Декамбре улыбнулся и пожал плечами.
– Я могу продолжать? – сказал он.
– Как хотите. Хотя какого черта мне в ваших объяснениях? Я три месяца читал типа, который переписывал Библию. Он платил, я читал. Мне-то что?
– Вы имеете моральное право на эти послания. Если завтра я пойду в полицию, то хочу, чтобы вы знали об этом. А еще я хочу, чтобы вы пошли со мной.
Жосс залпом осушил рюмку.
– В полицию? Да вы совсем рехнулись, Декамбре! При чем здесь полиция? Тут же не боевая тревога.
– Откуда вы знаете?
Жосс сдержал слова, уже готовые сорваться с губ, сдержал из-за комнаты. Комнату надо сохранить.
– Послушайте меня хорошенько, Декамбре, – заговорил он, взяв себя в руки, – по-вашему, мы имеем дело с парнем, который развлекается, переписывая старые книжки про чуму. Он псих и больше никто, маньяк.

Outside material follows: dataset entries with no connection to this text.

PR #1271, opened 2024-03-09
Add check for `params.capabilities.window.workDoneProgress`

VarLad:
Adds a minor check for `params.capabilities.window.workDoneProgress`. 
This was done because some editors only partially support this optional protocol.


pfitzseb (approved):

pfitzseb:
Thanks!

Если звать полицию всякий раз, как какому-то придурку вздумается открыть рот, у нас и на выпивку времени не останется.
– Во-первых, – сказал Декамбре, отпив полрюмки, – он не просто переписывает, он заставляет вас читать это вслух. Таким образом, он анонимно высказывается на площади. Во-вторых, он не стоит на месте. Он пока только в начале этих текстов. Он еще не дошел до мест, где есть слова «чума», или «болезнь», или «смертность». Он пока в самом начале, но он двигается вперед. Вы понимаете, Ле Герн? Он идет вперед. Вот что страшно. Он двигается. Но куда?

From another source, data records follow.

PR #1273, opened 2024-03-18
Organize imports: put module self-binding first

fredrikekre:
This patch changes the organize import action to put any self-bindings first in the sorted import list. Before this patch sorting results in

```julia
using Example: AbstractThing, Example
```

and after the patch

```julia
using Example: Example, AbstractThing
```


pfitzseb (approved):
LGTM, but should maybe be a function?

fredrikekre:
Fixed.

pfitzseb (approved):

– К концу текста, куда же еще. По-моему, тут все ясно. Никто еще не начинал книгу с конца.
– Не книгу, а книги. А вам известно, что будет в конце?
– Я этих книжонок не читал!
– Десятки миллионов мертвецов. Вот что в конце.
– Вы воображаете, что этот псих убьет половину Франции?
– Я этого не сказал. Я сказал, что он двигается к смертельной развязке, он ползет к ней. И читает он нам вовсе не сказки «Тысячи и одной ночи».
– Идет вперед, это вы так говорите. А по мне, так он просто топчется на месте. Уже месяц, как он талдычит свои истории про разных тварей, то так закрутит, то этак завертит. По-вашему, это называется идти вперед?
– Я в этом уверен. Помните другие записки без начала и конца, в которых рассказывается о жизни какого-то мужчины?
– Конечно помню. Но это совсем другое. История про мужика, который ест, спит, трахает, а больше и сказать-то нечего.